When forming groups of students, special attention is paid to important criteria - the same level of knowledge and interests among all students of the course, in order to maintain stable group dynamics during training.
Group dynamics is the development of a group in time, which is caused by the interaction of participants with each other and external influence on the group. In other words, these are the stages that the training group goes through in the process of communicating with the coach and among themselves.
The optimal group size for different types of training:
- Self-paced / E-learning: 1
- Instructor-led off-line (classroom): 6 – 12
- Instructor-led on-line (webinar): 6 – 12
- Blended learning: 6 – 12
- Workshop: 6 – 12
- On-the-job: 2 – 4
- Simulator: 1 – 2
Feedback in the form of assessments and recommendations is given to students during the course of training with the participation of an instructor and is saved in the course card and student profile.
In order to control the quality of the services provided, students can evaluate the quality and training programme. Forms of assessment of the quality of training differ for courses with the participation of an instructor and those that are held in a self-paced format.
For courses with an instructor, start and end dates are indicated. At the same time, it is important to pay attention to the deadlines for passing tests, exams and practical tasks. If the specified deadlines are missed, the student may not be allowed to complete the entire course programme.
A personal account is a space for storing your training preferences, test and exam results, grades on completed training, as well as your individual plan for professional and personal development.
Users of the personal account have access to articles and blogs in specialized areas, as well as the ability to rate the completed training and leave comments under the articles and blogs of our instructors and technical authors
Registered users of a personal account can have various roles, including the role of a student, instructor or content developer. However, for all roles, except for the student role, you will need to go through an additional verification procedure to confirm your qualifications.
Based on the results of training, students are issued a certificate of training. All training certificates fall into three main categories:
- Certificate of Attendance - students who successfully completed the course but did not pass the tests and exams can apply for a certificate of attendance.
- Certificate of Completion - students who have successfully completed a course could apply for a Certificate of Completion, this type of certificate is often required for compliance training.
- Verified Certificate - it is a verified certificate that is issued when students have passed exams under the supervision of a dedicated proctor.
You can always download a copy of your training certificate in PDF format in your personal account.
You will still have access to the course after completing it, provided that your account is active and not compromised and Tecedu is still licensed for the course. So if you want to review specific content in the course after completing it, or do it all over again, you can easily do so. In rare cases, instructors may remove their courses from the Tecedu marketplace, or we may need to remove a course from the platform for legal reasons.
During the training, you may encounter various forms of testing and knowledge testing.
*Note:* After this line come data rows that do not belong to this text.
PR #4319, opened 2024-05-31
[ADD] formulas: introduce OFFSET function

Rachico:
### [ADD] formulas: introduce OFFSET function

This commit introduces the OFFSET function which returns a range reference shifted a specified number of rows and columns from a starting cell reference.

Task: [2837743](https://www.odoo.com/web#id=2837743&action=333&active_id=2328&model=project.task&view_type=form&cids=1&menu_id=4720)

## review checklist

- [ ] exportable in excel
- [ ] unit tested
- [ ] clean commented code
- [ ] track breaking changes

### DIFF
--- a/src/functions/module_lookup.ts
+++ b/src/functions/module_lookup.ts
@@ -252,7 +252,7 @@ export const INDEX: AddFunctionDescription = {
 };
 
 // -----------------------------------------------------------------------------
-// INDEX
+// INDIRECT
 // -----------------------------------------------------------------------------
 export const INDIRECT: AddFunctionDescription = {
   description: _t("Returns the content of a cell, specified by a string."),
--- a/src/functions/module_lookup.ts
+++ b/src/functions/module_lookup.ts
@@ -1,8 +1,9 @@
-import { getFullReference, range, toXC, toZone } from "../helpers/index";
+import { getFullReference, range, splitReference, toXC, toZone } from "../helpers/index";
 import { _t } from "../translation";
-import { AddFunctionDescription, CellPosition, FPayload, Matrix, Maybe } from "../types";
+import { AddFunctionDescription, CellPosition, FPayload, Matrix, Maybe, Zone } from "../types";
 import { CellErrorType, EvaluationError, InvalidReferenceError } from "../types/errors";
 import { arg } from "./arguments";
+import { assertPositive } from "./helper_assert";
 import {
   addPivotDependencies,
   assertDomainLength,
@@ -15,6 +16,7 @@ import {
   assertNumberGreaterThanOrEqualToOne,
   dichotomicSearch,
   expectNumberRangeError,
+  generateMatrix,
   isEvaluationError,
   linearSearch,
   strictToInteger,
@@ -840,5 +842,124 @@ export const PIVOT = {
       result[0][0] = { value: pivotTitle };
     }
     return result;
+  },
+} satisfies AddFunctionDescription;
+
+//--------------------------------------------------------------------------
+// OFFSET
+//--------------------------------------------------------------------------
+
+export const OFFSET = {
+  description: _t(
+    "Returns a range reference shifted by a specified number of rows and columns from a starting cell reference."
+  ),
+  args: [
+    arg(
+      "cell_reference (meta)",
+      _t("The starting point from which to count the offset rows and columns.")
+    ),
+    arg("offset_rows (number)", _t("The number of rows to offset by.")),
+    arg("offset_columns (number)", _t("The number of columns to offset by.")),
+    arg(
+      "height (number, default='height of cell_reference')",
+      _t("The number of rows of the range to return starting at the offset target.")
+    ),
+    arg(
+      "width (number, default='width of cell_reference')",
+      _t("The number of columns of the range to return starting at the offset target.")
+    ),
+  ],
+  compute: function (
+    cellReference: Maybe<{ value: string }>,
+    offsetRows: Maybe<FPayload>,
+    offsetColumns: Maybe<FPayload>,
+    height: Maybe<FPayload>,
+    width: Maybe<FPayload>
+  ) {
+    if (isEvaluationError(cellReference?.value)) {
+      return cellReference;
+    }
+
+    const _cellReference = cellReference?.value;
+    if (!_cellReference) {
+      throw new Error(
+        "In this context, the function OFFSET needs to have a cell or range in parameter."
+      );
+    }
+    const zone = toZone(_cellReference);
+
+    let offsetHeight = zone.bottom - zone.top + 1;
+    let offsetWidth = zone.right - zone.left + 1;
+
+    if (height) {
+      const _height = toNumber(height, this.locale);
+      assertPositive(
+        _t("Height value is %(_height)s. It should be greater than or equal to 1.", { _height }),
+        _height
+      );
+      offsetHeight = _height;
+    }
+
+    if (width) {
+      const _width = toNumber(width, this.locale);
+      assertPositive(
+        _t("Width value is %(_width)s. It should be greater than or equal to 1.", { _width }),
+        _width
+      );
+      offsetWidth = _width;
+    }
+
+    const { sheetName } = splitReference(_cellReference);
+
+    const sheetId =
+      (sheetName && this.getters.getSheetIdByName(sheetName)) || this.getters.getActiveSheetId();
+
+    const _offsetRows = toNumber(offsetRows, this.locale);
+    const _offsetColumns = toNumber(offsetColumns, this.locale);
+
+    let originPosition: CellPosition | undefined;
+    const __originCellXC = this.__originCellXC?.();
+    if (__originCellXC) {
+      const cellZone = toZone(__originCellXC);
+      originPosition = {
+        sheetId: this.__originSheetId,
+        col: cellZone.left,
+        row: cellZone.top,
+      };
+      this.updateDependencies?.(originPosition);
+    }
+
+    const startingCol = zone.left + _offsetColumns;
+    const startingRow = zone.top + _offsetRows;
+
+    if (startingCol < 0 || startingRow < 0) {
+      return new InvalidReferenceError(_t("OFFSET evaluates to an out of bounds range."));
+    }
+
+    const dependencyZone: Zone = {
+      left: startingCol,
+      top: startingRow,
+      right: startingCol + offsetWidth - 1,
+      bottom: startingRow + offsetHeight - 1,
+    };
+
+    const range = this.getters.getRangeFromZone(this.__originSheetId, dependencyZone);
+    if (range.invalidXc || range.invalidSheetName) {
+      return new InvalidReferenceError();
+    }
+    if (originPosition) {
+      this.addDependencies?.(originPosition, [range]);
+    }
+
+    return generateMatrix(
+      offsetWidth,
+      offsetHeight,
+      (col: number, row: number): FPayload =>
+        this.getters.getEvaluatedCell({
+          sheetId,
+          col: startingCol + col,
+          row: startingRow + row,
+        })
+    );
   },
 } satisfies AddFunctionDescription;
--- a/tests/functions/module_lookup.test.ts
+++ b/tests/functions/module_lookup.test.ts
@@ -1,6 +1,10 @@
 import { Model } from "../../src/model";
 import { activateSheet, createSheet, setCellContent } from "../test_helpers/commands_helpers";
-import { getCellContent, getEvaluatedCell } from "../test_helpers/getters_helpers";
+import {
+  getCellContent,
+  getEvaluatedCell,
+  getEvaluatedGrid,
+} from "../test_helpers/getters_helpers";
 import {
   createModelFromGrid,
   evaluateCell,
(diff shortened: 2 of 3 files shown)


laa-odoo (changes requested):
good approach ;)

a few small comments to take into account
can also add tests for each comment :)

src/functions/module_lookup.ts
```diff
@@ -858,3 +866,101 @@ export const PIVOT = {
...
+    offsetRows: Maybe<FPayloadNumber>,
+    offsetColumns: Maybe<FPayloadNumber>,
+    height: Maybe<FPayloadNumber>,
+    width: Maybe<FPayloadNumber>
+  ) {
+    const _cellReference = cellReference?.value;
+    const zone = toZone(_cellReference!);
+    const _offsetRows: number = offsetRows?.value || 0;
+    const _offsetColumns: number = offsetColumns?.value || 0;
+    const _height: number = height ? height.value - 1 : zone.bottom - zone.top;
```
laa-odoo, line 905: you can use an assert to check if height and width are positive or strictly positive ;)

src/functions/module_lookup.ts
```diff
@@ -858,3 +861,121 @@ export const PIVOT = {
...
+    if (width) {
+      const _width = toNumber(width, this.locale);
+      assertPositive(`width value is ${_width}. It should be greater than or equal to 1.`, _width);
+      offsetWidth = _width - 1;
+    }
+
+    let sheetId = this.getters.getActiveSheetId();
+
+    if (_cellReference?.includes("!")) {
+      const rangeSheetName = _cellReference.split("!").at(0);
```
rrahir, line 924: there already is a helper for this ;-) `splitReference`

src/functions/module_lookup.ts
```diff
@@ -858,3 +861,121 @@ export const PIVOT = {
...
+      assertPositive(
+        `Height value is ${_height}. It should be greater than or equal to 1.`,
+        _height
+      );
+      offsetHeight = _height - 1;
+    }
+
+    if (width) {
+      const _width = toNumber(width, this.locale);
+      assertPositive(`width value is ${_width}. It should be greater than or equal to 1.`, _width);
```
laa-odoo, line 917: _t(

src/functions/module_lookup.ts
```diff
@@ -858,3 +861,121 @@ export const PIVOT = {
...
+      throw cellReference;
+    }
+    const zone = toZone(_cellReference!);
+
+    let offsetHeight = zone.bottom - zone.top;
+    let offsetWidth = zone.right - zone.left;
+
+    if (height) {
+      const _height = toNumber(height, this.locale);
+      assertPositive(
```
laa-odoo, line 908: _t(

src/functions/module_lookup.ts
```diff
@@ -258,7 +261,7 @@ export const INDEX: AddFunctionDescription = {
 };
 
 // -----------------------------------------------------------------------------
-// INDEX
+// INDIRECT
```
anhe-odoo, line 264: :+1:

src/functions/module_lookup.ts
```diff
@@ -858,3 +861,121 @@ export const PIVOT = {
...
+      const cellZone = toZone(__originCellXC);
+      originPosition = {
+        sheetId: originSheetId,
+        col: cellZone.left,
+        row: cellZone.top,
+      };
+      this.updateDependencies?.(originPosition);
+    }
+
+    const startPosition = {
```
anhe-odoo, line 944: Maybe keep it as separated variables as creating an object is not useful here :)
```js
const startingCol = zone.left + _offsetColumns;
const startingRow = zone.top + _offsetRows;
```

src/functions/module_lookup.ts
```diff
@@ -858,3 +861,121 @@ export const PIVOT = {
...
+    ),
+  ],
+  compute: function (
+    cellReference: Maybe<{ value: string }>,
+    offsetRows: Maybe<FPayload>,
+    offsetColumns: Maybe<FPayload>,
+    height: Maybe<FPayload>,
+    width: Maybe<FPayload>
+  ): Matrix<FPayload> {
+    const _cellReference = cellReference?.value;
```
anhe-odoo, line 896: You can move this one after the `if (isEvaluationError...`

anhe-odoo (commented):
Nice formula :) And nice test coverage

laa-odoo (approved):

src/functions/module_lookup.ts
```diff
@@ -858,3 +860,122 @@ export const PIVOT = {
...
+      );
+      offsetWidth = _width - 1;
+    }
+
+    let sheetId = this.getters.getActiveSheetId();
+
+    const { sheetName } = splitReference(_cellReference!);
+
+    if (sheetName) {
+      sheetId = this.getters.getSheetIdByName(sheetName)!; // Bad sheet name is handled by isEvaluationError() function above
```
rrahir, line 928:
```suggestion
      sheetId = this.getters.getSheetIdByName(sheetName)!; // invalid references are caught upstream, we are guaranteed that the sheetId is found at this point.
```
Better to give the functional reason why we can make this assumption

src/functions/module_lookup.ts
```diff
@@ -858,3 +860,122 @@ export const PIVOT = {
...
+    width: Maybe<FPayload>
+  ): Matrix<FPayload> {
+    if (isEvaluationError(cellReference?.value)) {
+      throw cellReference;
+    }
+
+    const _cellReference = cellReference?.value;
+    const zone = toZone(_cellReference!);
+
+    let offsetHeight = zone.bottom - zone.top;
```
rrahir, line 902: I think the variable is not properly named. The height/width of the value returned will never be 0, so instead, I would set `let offsetHeight = zone.bottom - zone.top +1` such that it describes exactly what it does and remove the +1 in specific places, like when we compute `dependencyZone`

rrahir (changes requested):

src/functions/module_lookup.ts
```diff
@@ -858,3 +860,122 @@ export const PIVOT = {
...
+    const { sheetName } = splitReference(_cellReference!);
+
+    if (sheetName) {
+      sheetId = this.getters.getSheetIdByName(sheetName)!; // Bad sheet name is handled by isEvaluationError() function above
+    }
+
+    const _offsetRows = toNumber(offsetRows, this.locale);
+    const _offsetColumns = toNumber(offsetColumns, this.locale);
+
+    const originSheetId = this.__originSheetId;
```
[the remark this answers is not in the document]
Rachico: what exactly is not useful ?

tests/functions/module_lookup.test.ts
```diff
@@ -1622,3 +1622,196 @@ describe("INDIRECT formula", () => {
...
+    expect(evaluateCell("A1", { A1: "=OFFSET(A1:C5, 'hola')" })).toBe("#BAD_EXPR");
+    expect(evaluateCell("A1", { A1: "=OFFSET(A1:C5)" })).toBe("#BAD_EXPR");
+    expect(evaluateCell("A1", { A1: "=OFFSET(A1:C5, 0)" })).toBe("#BAD_EXPR");
+    expect(evaluateCell("A1", { A1: "=OFFSET(A1:C5, -1, -1)" })).toBe("#REF");
+    expect(evaluateCell("A1", { A1: "=OFFSET(A1:C5, 0, 0, -1, 0)" })).toBe("#ERROR");
+    expect(evaluateCell("A1", { A1: "=OFFSET(A1:C5, 0, 0, 0, -1)" })).toBe("#ERROR");
+    expect(evaluateCell("A1", { A1: "=OFFSET(Sheet100!A1:C5, , 0, -1)" })).toBe("#ERROR");
+  });
+
+  test("should select single cell", () => {
```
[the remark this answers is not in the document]
Rachico: it means that the OFFSET function should be able to select a zone containing one & only one cell.

src/functions/module_lookup.ts
Rachico: why can't the height/width be 0 ?

src/functions/module_lookup.ts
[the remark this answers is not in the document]
rrahir: creating a new variable for the 2 places where you use it. it's a direct fecerence, not something that needs to be computed so you could directly use `this.__originSheetId` and don't have to assign a new variable ^^

tests/functions/module_lookup.test.ts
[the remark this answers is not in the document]
rrahir: I feel like the wording could be la little more explicit. "should be able" is more like "can select a single cell" than "should".

src/functions/module_lookup.ts
rrahir: Based on the variable name, I would expect this value to be one of the dimension of the returned matrix of results. for instance in a matrix with `m` rows, I would expect offsetHeight to be `m`. I think we can agree that having a matrix with one of its dimension being 0 doesn't make sense^^.
But in the code you wrote, offsetHeight is set to `m-1` and then you call `generateMatrix` by incrementing the value of offsetHeight.

My comment was more about the code readability, to me the variable name is misleading, hence my suggestion.

src/functions/module_lookup.ts
```diff
@@ -848,3 +850,120 @@ export const PIVOT = {
...
+
+    const dependencyZone: Zone = {
+      left: startingCol,
+      top: startingRow,
+      right: startingCol + offsetWidth - 1,
+      bottom: startingRow + offsetHeight - 1,
+    };
+
+    const range = this.getters.getRangeFromZone(this.__originSheetId, dependencyZone);
+    if (range === undefined || range.invalidXc || range.invalidSheetName) {
```
rrahir, line 951: range cannot be undefined ;-)

src/functions/module_lookup.ts
```diff
@@ -848,3 +850,120 @@ export const PIVOT = {
...
+      throw cellReference;
+    }
+
+    const _cellReference = cellReference?.value;
+    const zone = toZone(_cellReference!);
+
+    let offsetHeight = zone.bottom - zone.top + 1;
+    let offsetWidth = zone.right - zone.left + 1;
+
+    if (height) {
```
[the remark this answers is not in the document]
Rachico: I need to check wether the user inputed a value for width and height or not

tests/functions/module_lookup.test.ts
```diff
@@ -1622,3 +1622,198 @@ describe("INDIRECT formula", () => {
...
+    const model = createModelFromGrid(grid);
+    expect(getEvaluatedCell(model, "D5").value).toBe("A3");
+    expect(getEvaluatedCell(model, "E5").value).toBe("B3");
+    expect(getEvaluatedCell(model, "F5").value).toBe("C3");
+    expect(getEvaluatedCell(model, "D6").value).toBe(null);
+    expect(getEvaluatedCell(model, "E6").value).toBe(null);
+    expect(getEvaluatedCell(model, "F6").value).toBe(null);
+    expect(getEvaluatedCell(model, "D7").value).toBe(null);
+    expect(getEvaluatedCell(model, "E7").value).toBe(null);
+    expect(getEvaluatedCell(model, "F7").value).toBe(null);
```
pro-odoo, line 1753:
```ts
expect(getEvaluatedGrid(model, "D5:F7")).toEqual([
        ["A3","B3","C3"],
        ["","",""],
        ["","",""],
    ]);
``` 

Easier to read. Use the same everywhere

src/functions/module_lookup.ts
```diff
@@ -845,3 +847,120 @@ export const PIVOT = {
...
+        _t("Height value is %(_height)s. It should be greater than or equal to 1.", { _height }),
+        _height
+      );
+      offsetHeight = _height;
+    }
+
+    if (width) {
+      const _width = toNumber(width, this.locale);
+      assertPositive(
+        _t("width value is %(_width)s. It should be greater than or equal to 1.", { _width }),
```
pro-odoo, line 904:
```suggestion
        _t("Width value is %(_width)s. It should be greater than or equal to 1.", { _width }),
```
Be consistent with the error message of `height`

pro-odoo (changes requested):
`=OFFSET(INDIRECT("A1"),1,1)` doest not work, but works on GSpreadsheet

laa-odoo:
> `=OFFSET(INDIRECT("A1"),1,1)` doest not work, but works on GSpreadsheet

This is a technical limitation that we have at the moment, 
we will not be able to solve this problem until it is possible to have references to the formula output,

Here what happens concretely is that `indirect` evaluates what is in `A1` and directly returns the result of A1 in the form of an object `{value, format}`.
As Offset is defined as accepting meta arguments, it does not understand when it receives a value/format object and not a reference.


Tell us if this functional case is important, 
IMO yes

pro-odoo:
> > `=OFFSET(INDIRECT("A1"),1,1)` doest not work, but works on GSpreadsheet
> 
> This is a technical limitation that we have at the moment, we will not be able to solve this problem until it is possible to have references to the formula output,
> 
> Here what happens concretely is that `indirect` evaluates what is in `A1` and directly returns the result of A1 in the form of an object `{value, format}` (it shouldn't) As Offset is defined as accepting meta arguments, it does not understand when it receives a value/format object and not a reference.
> 
> Tell us if this functional case is important, IMO yes

Ok, don't know if it's important or not but it's not blocking for merging this task

src/functions/module_lookup.ts
```diff
@@ -842,3 +844,120 @@ export const PIVOT = {
...
+      );
+      offsetWidth = _width;
+    }
+
+    let sheetId = this.getters.getActiveSheetId();
+
+    const { sheetName } = splitReference(_cellReference!);
+
+    if (sheetName) {
+      sheetId = this.getters.getSheetIdByName(sheetName)!; // invalid references are caught upstream, we are guaranteed that the sheetId is found at this point.
```
pro-odoo, line 912: It can works now, but the assumption you made can be wrong after another commit and detecting the error could be painful. You guarantee here that sheetId is defined, but if it's not the case anymore, there will be an obscur error later in the code (which assume that sheetId is defined). In my experience, each `!` we introduce (outside tests of course) will require a bugfix later. In addition, it breaks the power of typescript as it bypasses the type-checking.
I prefer to have a check with a proper error at the beginning of the function.

pro-odoo (approved):
robodoo rebase-ff r+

The most common assessment methods are:
- preliminary (base-line assessment) - to determine the current level of knowledge and adapt the personal curriculum
- intermediate - to check the progress of learning
- final - to complete training and final assessment of knowledge and skills, can be in the form of a project, testing or practical exam
Travel to the place of full-time training is not included in the cost of training. Accommodation during full-time studies can be included in the full board tuition fees.
While Tecedu is not an accredited institution, we offer skills-based courses taught by real experts in their field, and every approved, paid course features a certificate of completion or attendance to document your accomplishment.
You can preview samples of the training materials and review key information about the course on our website. You can also review feedback and recommendations from students who already completed this course.
We want you to be happy, so almost all purchased courses can be returned within 30 days. If you are not satisfied with the course, you can request a refund, provided the request complies with our return policy.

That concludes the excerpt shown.